According to Pechatnikov, the city has already received offers from nine investors, including some insurance companies.

“We are following this issue and actively negotiate with Moscow administration,” comments Vladimir Skvortsov, Alfa-Insurance Company Director General. “It is obviously interesting for us as a company that has a network of its own polyclinics and actively operates at the OMI and VMI markets. We are currently studying all the possible additional opportunities, conduct investment evaluation and investment efficiency.”
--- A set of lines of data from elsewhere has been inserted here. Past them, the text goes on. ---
PR #8, opened 2022-12-26
Implement reduction operations

ev-br:
- [x] count_nonzero
- [x] any, all
- [x] argmin, argmax
- [x] min, max (or amin, amax --- no indices)
- [ ] var, std, median
- [x] mean, sum

The plan is to have a minimal set, then deduplicate.


torch_np/_ndarray.py
```diff
@@ -147,11 +223,105 @@ def ravel(self, order='C'):
...
+    @axis_out_keepdims_wrapper
+    def min(self, axis=None, out=None, keepdims=NoValue, initial=NoValue,
+             where=NoValue):
+        if where is not None:
+            raise NotImplementedError
+        if initial is not None:
+            raise NotImplementedError
+
+        result = self._tensor.amin(axis)
+        return result
```
ev-br, line 278: @lezcano could you please take a look when you have time? Two points I'm not sure about interactions with pytorch:

- it's convenient to use `torch.amax` here, not `torch.max`, because `amax` supports tuple axes while `max` doesn't; there is however a cryptic comment in https://pytorch.org/docs/stable/generated/torch.amax.html?highlight=amax#torch.amax, _amax/amin evenly distributes gradient between equal values, while max(dim)/min(dim) propagates gradient only to a single index in the source tensor._ --- is this relevant to use here?

- since `dim / keepdim` handling is not entirely uniform across reductions, this PR opts to not propagating `keepdim` to torch at all, and handle it in the `@axis_out_keepdims_wrapper`. Does it play well with dynamo or inductor or who is the consumer of this?

Other than these, I think this PR is a reasonable approximation to generic handling of reductions, so a review would be appreciated if you have time.

torch_np/_wrapper.py
```diff
@@ -179,14 +177,28 @@ def logspace(start, stop, num=50, endpoint=True, base=10.0, dtype=None, axis=0):
...
+    if step == 0:
+        raise ZeroDivisionError
+    if stop is None and start is None:
+        raise TypeError
     if stop is None:
-        # arange(stop)
-        stop = start
+        # XXX: this breaks if start is passed as a kwarg:
+        # arange(start=4) should raise (no stop) but doesn't
+        start, stop = 0, start
```
ev-br, line 189: It's a funny little glitch how both pytorch and numpy `arange` signatures cannot be easily represented in pure python without going fully manual on `arange(*args, **kwargs)`. For instance, https://pytorch.org/docs/stable/generated/torch.arange.html lists `torch.arange(start=0, end, step=1, *, ...)` which is not valid python (`end` does not have a default). While this breaks at least one numpy test, I'd rather leave it as is :-).

torch_np/_ndarray.py
lezcano: Always prefer `amax` over `max` because of that point about gradients. This will be relevant once we start considering using this wrapper to compute derivatives of NumPy programs. For reference, the comment references the case when you compute the maximum of a tensor with repeated values. The function `max` is not differentiable at these points, but it's convex, so we compute its subgradient of max norm.

About `dim`/`keepdim`, do you mean that it's not uniform on PyTorch or on NumPy? If it's the former, can you give an example? We should fix it in PyTorch if that's the case.

torch_np/_wrapper.py
lezcano: Your approach goes in the right direction, but we may be able to do better?
https://github.com/pytorch/pytorch/blob/2b52db9c953d063db7b46c12f4df35b47aca4381/torch/_refs/__init__.py#L4221-L4237

torch_np/_ndarray.py
ev-br: Thanks, will keep using `amin, amax` then. 

dim/keepdim comment is about pytorch:

```
In [33]: torch.any([0, 1, 2, 3], keepdim=True)
TypeError                                 Traceback (most recent call last)
Input In [33], in <cell line: 1>()
----> 1 torch.any([0, 1, 2, 3], keepdim=True)

TypeError: any() received an invalid combination of arguments - got (list, keepdim=bool), but expected one of:
 * (Tensor input, *, Tensor out)
 * (Tensor input, int dim, bool keepdim, *, Tensor out)
 * (Tensor input, name dim, bool keepdim, *, Tensor out)
```

but e.g. `amax` accepts keepdim without an explicit axis (but refuses to convert a list into a tensor):

```
In [34]: torch.amax([0, 1, 2, 3], keepdim=True)                    # oops, lists are not accepted
TypeError                                 Traceback (most recent call last)
Input In [34], in <cell line: 1>()
----> 1 torch.amax([0, 1, 2, 3], keepdim=True)

TypeError: amax(): argument 'input' (position 1) must be Tensor, not list

In [35]: torch.amax(torch.as_tensor([0, 1, 2, 3]), keepdim=True)
Out[35]: tensor([3])
```

torch_np/_wrapper.py
ev-br: Applying this patch

```
(pytorch) br@gonzales:~/sweethome/proj/scipy/torch_np_compat$ git diff
diff --git a/torch_np/_wrapper.py b/torch_np/_wrapper.py
index bea4c2f..82444d5 100644
--- a/torch_np/_wrapper.py
+++ b/torch_np/_wrapper.py
@@ -177,18 +177,20 @@ def logspace(start, stop, num=50, endpoint=True, base=10.0, dtype=None, axis=0):
     return asarray(torch.logspace(start, stop, num, base=base, dtype=dtype))
 
 
-def arange(start=None, stop=None, step=1, dtype=None, *, like=None):
+def arange(start=0, stop=None, step=1, dtype=None, *, like=None):
     _util.subok_not_ok(like)
     if step == 0:
         raise ZeroDivisionError
-    if stop is None and start is None:
-        raise TypeError
-    if stop is None:
-        # XXX: this breaks if start is passed as a kwarg:
+#    if stop is None and start is None:
+#        raise TypeError
+#    if stop is None:
+#        # XXX: this breaks if start is passed as a kwarg:
         # arange(start=4) should raise (no stop) but doesn't
+#        start, stop = 0, start
+#    if start is None:
+#        start = 0
+    if stop is None:
         start, stop = 0, start
-    if start is None:
-        start = 0
``` 

results in

```
$ pytest torch_np/tests/test_function_base.py -v -x
====================================== test session starts =======================================
platform linux -- Python 3.9.0, pytest-7.2.0, pluggy-1.0.0 -- /home/br/miniconda3/envs/pytorch/bin/python3.9
cachedir: .pytest_cache
rootdir: /home/br/sweethome/proj/scipy/torch_np_compat
plugins: cov-4.0.0
collected 12 items                                                                               

torch_np/tests/test_function_base.py::TestCopy::test_basic PASSED                          [  8%]
torch_np/tests/test_function_base.py::TestCopy::test_order SKIPPED (ndarray.flags not ...) [ 16%]
torch_np/tests/test_function_base.py::TestArange::test_infinite PASSED                     [ 25%]
torch_np/tests/test_function_base.py::TestArange::test_nan_step PASSED                     [ 33%]
torch_np/tests/test_function_base.py::TestArange::test_zero_step PASSED                    [ 41%]
torch_np/tests/test_function_base.py::TestArange::test_require_range FAILED                [ 50%]

============================================ FAILURES ============================================
_________________________________ TestArange.test_require_range __________________________________

self = <torch_np.tests.test_function_base.TestArange object at 0x7f4655d33580>

    def test_require_range(self):
>       assert_raises(TypeError, np.arange)
E       Failed: DID NOT RAISE <class 'TypeError'>

torch_np/tests/test_function_base.py:60: Failed
```

where the test is straight copy-paste from numpy.

torch_np/_ndarray.py
lezcano: Functions in PyTorch do not accept list in place of tensors, so the second part is expected.

About the first part, yep, `any` is wrong. Now, I don't know if we can fix this in a BC way. WDYT @ezyang @albanD? If it's alright to fix this, I can submit a fix.

For reference, this is the file that binds the C++ API to the Python API. 
https://github.com/pytorch/pytorch/blob/2b52db9c953d063db7b46c12f4df35b47aca4381/aten/src/ATen/native/native_functions.yaml#L9401
In particular, if you look up `amax` and (all the appearances of) `any`, it should be clear what's the issue. For how to read this file, see the `README.md` in that same folder.

torch_np/_wrapper.py
lezcano: Another way of doing this is via overloads. you can see in `native_functions.yaml` the overloads that we have in C++ for this function. It was done like this before in primtorch, but I "fixed it" (clearly not perfectly, as you've found) at some point. The previous implementation went something like
https://github.com/pytorch/pytorch/blob/2f95b61ceaab65580d8dece821693d8b31ecfca8/torch/_refs/__init__.py#L3113-L3138

lezcano:
btw, if you find inconsistencies in PyTorch, feel free to open issues in the PyTorch repo and tag me in them.

torch_np/_wrapper.py
ev-br: It's pretty clear that these are C++ overloads, but this and `dim=..., keepdims=...`. And that they do not cleanly map onto the cartesian product behavior of python's arguments with defaults, unless without a borderline unreasonable amount of effort anyway.

With arange specifically, I'm with you FWIW. Doing `if stop is None: start, stop = 0, start` is close to the only reasonable thing to do. 
When I saw `arange(start=5)` in numpy tests, my first reaction was along the lines of _what in the name of all things graceful is this_.

Anyway, I don't believe this is worth getting to the bottom of, as long as we have better things to do. 

The main take-home message for myself is that positional-only args in python are a thing, since `arange(start, /, stop=None, step=1)` would sidestep this all completely.

lezcano: also, note that, as discussed, implementing a superset of NumPy's functionality is also alright, so in this case we should be good :)

torch_np/tests/test_reductions.py
```diff
@@ -0,0 +1,617 @@
...
+        self.allowed_axes =  [0, 1, 2, -1, -2,
+                              (0, 1), (1, 0), (0, 1, 2), (1, -1, 0)]
+
+
+class TestArgminGeneric(_GenericReductionsTestMixin, _GenericHasOutTestMixin):
+    def setup_method(self):
+        self.func = np.argmin
+        self.allowed_axes =  [0, 1, 2, -1, -2, ]
+
+    @pytest.mark.xfail(reason='XXX: argmin does not allow axis=tuple')
```
lezcano, line 567: Why are these tests xfailed? I don't quite understand the reason.

autogen/numpy_api_dump.py
```diff
@@ -277,9 +256,6 @@ def find_common_type(array_types, scalar_types):
 def fix(x, out=None):
     raise NotImplementedError
```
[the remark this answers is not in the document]
lezcano: Even more, you may want to consider creating a type system and using it here. In PrimTorch it was really helpful because of the linter and to catch errors early, but also when doing metaprogramming.

torch_np/_ndarray.py
```diff
@@ -95,19 +133,38 @@ def __float__(self):
...
 
     def __add__(self, other):
-        return self._tensor.__add__(other)
+        other_tensor = asarray(other).get()
+        return asarray(self._tensor.__add__(other_tensor))
 
     def __iadd__(self, other):
-        return self._tensor.__add__(other)
+        other_tensor = asarray(other).get()
+        return asarray(self._tensor.__add__(other_tensor))
```
lezcano, line 148:
```suggestion
        return asarray(self._tensor.__iadd__(other_tensor))
```

lezcano: Probably it'd be best to implement all these binary dunder methods generically to avoid these slips. There's a similar slip in `__rmul__`.

There's also many others in PyTorch, like `__radd__` `__rdiv__` and so on. I reckon all these also exist in NumPy.

torch_np/_ndarray.py
```diff
@@ -3,11 +3,40 @@
...
+    This decorator implements the generic handling of axis, out and keepdims
+    arguments for reduction functions.
+    """
+    # XXX: move this out of _ndarray.py (circular imports)
+    @functools.wraps(func)
+    def wrapped(a, axis=None, out=None, keepdims=NoValue, *args, **kwds):
+        arr = asarray(a)
+        axis = _helpers.standardize_axis_arg(axis, arr.ndim)
+
+        arr1 = arr
```
lezcano, line 25: why?

torch_np/_util.py
```diff
@@ -82,3 +82,22 @@ def normalize_axis_tuple(axis, ndim, argname=None, allow_duplicate=False):
         else:
             raise ValueError('repeated axis')
     return axis
+
+
+def expand_shape(arr, axis):
```
lezcano, line 87: you probably just want to pass `shape` and do `out_ndim = len(axis) + len(shape)`.

torch_np/_util.py
```diff
@@ -82,3 +82,22 @@ def normalize_axis_tuple(axis, ndim, argname=None, allow_duplicate=False):
...
+    shape_it = iter(arr.shape)
+    shape = [1 if ax in axis else next(shape_it) for ax in range(out_ndim)]
+    return shape
+
+def handle_empty_axis(arr, func, *args, **kwds):
+    """Reductions: func(arr, axis=(), *args, **kwds)
+    """
+    shape = expand_shape(arr, axis=0)
+    arr1 = arr.reshape(shape)
+    return func(arr1, axis=0, *args, **kwds)
```
lezcano, line 102: I think this is not used anymore. It's now inlined in the wrapper that handles those kwargs.

torch_np/_ndarray.py
```diff
@@ -147,11 +223,105 @@ def ravel(self, order='C'):
...
+    @axis_out_keepdims_wrapper
+    def mean(self, axis=None, dtype=None, out=None, keepdims=NoValue, *, where=NoValue):
+        if where is not None:
+            raise NotImplementedError
+
+        if dtype is None:
+            dtype = self.dtype
+        if not _dtypes.is_floating(dtype):
+            dtype = _dtypes.default_float_type()
+        torch_dtype = _dtypes.torch_dtype_from(dtype)
```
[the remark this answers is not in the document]
lezcano: I left a comment. That's not an issue with your implementation but with PyTorch. Thank you for finding this!

torch_np/_util.py
lezcano: Also, if this function is always followed by a reshape, you probably just want to call it `expand` and perform the `view` (`reshape` may copy in PyTorch`) there.
See also https://pytorch.org/docs/stable/generated/torch.Tensor.expand.html

torch_np/_wrapper.py
```diff
@@ -497,10 +492,35 @@ def ravel_multi_index(multi_index, dims, mode='raise', order='C'):
...
+    arr = asarray(a)
+    return nonzero(arr.ravel())[0]
+
+
+def argwhere(a):
+    arr = asarray(a)
+    if arr.ndim == 0:
+        a = atleast_1d(a)
+        # then remove the added dimension
+        return argwhere(a)[:, :0]
```
lezcano, line 510: This cannot be right. Did you mean
```suggestion
        return argwhere(a)[:, 0]
```
?

torch_np/_wrapper.py
```diff
@@ -497,10 +492,35 @@ def ravel_multi_index(multi_index, dims, mode='raise', order='C'):
...
+    return transpose(nonzero(a))
```
lezcano, line 511: The strides of this won't match those of NumPy for sure, but that's alright, let's not care about that for now. Now, it would be good to leave a note in the list of design decisions.

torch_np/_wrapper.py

The Alliance does not participate in the process, says Alexander Pilipchuk, VMI Deputy Director and Head of the Company’s Medical Service Center: “Our concept is to build up relations with the best healthcare institutions at the market without managing them. Insurers organize medical care, while appropriate specialists execute treatment.”

The Joint-Stock Financial Corporation “Sistema” (the main owner of the “Medsi” network of clinics) and “Clinic 31+” haven’t received such proposals from the city, their representatives informed. “We might be interested in such an opportunity of participating in this process, but everything will depend on the terms the government of Moscow will offer to private investors in this collaboration,” explained Alexey Moryakov, “Clinic 31+” Executive Director.

Strategy of the JSC “Medicina”, according to its President Grigory Roytberg, doesn’t allow to think about concession yet: the company conducts two large investment projects; moreover, it works in a premium segment and could not have supported an appropriate level of medical healthcare having an excessively high growth speed.